The outlet has been accused of biased media reporting in favour of former Prime Minister Benjamin Netanyahu. Employees of the company have been summoned as witnesses in Case 4000, one of the corruption trials involving Netanyahu.

History
The portal was founded by Erez Pilosof and Gadi Hadar in 1995 as Israel's first online website directory, and soon afterward acquired by "Mashov Computers Marketing", a member of The Mashov Group headed by Yaki Dunietz and David Assia. In 1998, the company, traded on the Tel Aviv Stock Exchange, changed its name to "Walla! Communications Ltd". In the same year, the company was acquired by Formula Systems, headed by Dan Goldstein, and in 2001 it merged with IOL, a similar site run by the Haaretz Group.

Services
Most news stories that appear in Walla! came from the Haaretz Group, news agencies and other content providers. However, during the year 2006, Walla! started building an independent news and editorial staff, which produces original news stories and special features. In addition, Walla! produces original content in various fields such as sports, cinema, music, fashion and food. The website offers many programs and services, a search engine, E-mail, online shops, chats, and video on demand.
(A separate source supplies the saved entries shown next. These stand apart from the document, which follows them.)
PR #2250, opened 2025-07-24
feat(rds): add db-instance read replica

teeverr:
This PR adds params to create  rds `DBInstance` as a read replica.

I have:

This controller previously had zero test coverage. I've added tests for the new functionality. Existing features were tested manually for regressions.


kkendzia:
Thx for the Contribution! I'm unsure if we should follow this approach. `aws-sdk-go` supports a `DBInstanceReadReplica` type which we didn't include for now: https://github.com/crossplane-contrib/provider-aws/blob/master/apis/rds/generator-config.yaml#L99 - have you already tried it?

kkendzia:
Thanks for the explanation! I'm aware of ACK :) And yeah, I now generated the resources and, in fact, it lacks of independened methods as you stated. I just thought we don't have to reinvent the wheel and just use what the sdk provides us, but your solution fits way better.

kkendzia:
Thx! LGTM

Controversy over ties to Netanyahu family
In December 2020, Bezeq owner Shaul Elovitch, his son and former Bezeq director Or Elovitch; former secretary Linor Yochelman, the former CEO of Yes, Bezeq's satellite TV subsidiary, Ron Eilon and former Yes CFO Mickey Naiman were indicted on charges of fraud, breach of trust, receiving illicit gifts and violations of the Securities Law. A substantial portion of the charges also concerned Walla! 's alleged favoritism towards Israeli Prime Minister Benjamin Netanyahu. Former Bezeq CEO Stella Handler wasn't indicted after agreeing to cooperate with prosecutors. On April 5, 2021, former Walla! CEO Ilan Yeshua testified that Shaul Elovitch ordered him to not report negative stories about Netanyahu. Yashua also testified that Shaul ordered him to also attack Netanyahu's political rivals and post stories favorable about the Israeli Prime Minister as well. On April 12, 2021, Yeshua told the Jerusalem District Court that Netanyahu was the "big guy" who persuaded Walla! to publish only parts of an interview he conducted with journalist Dov Gilhar a week before the March 2021 Israeli election, and that "any negative item led to outburst" from the Israeli Prime Minister. Yeshua also revealed a February 2015 text message which Shaul Elovitch sent to him in February 2015. In the text message, Elovitch stated that he had a problematic meeting with Netanyahu, whom he referred to as "the big one".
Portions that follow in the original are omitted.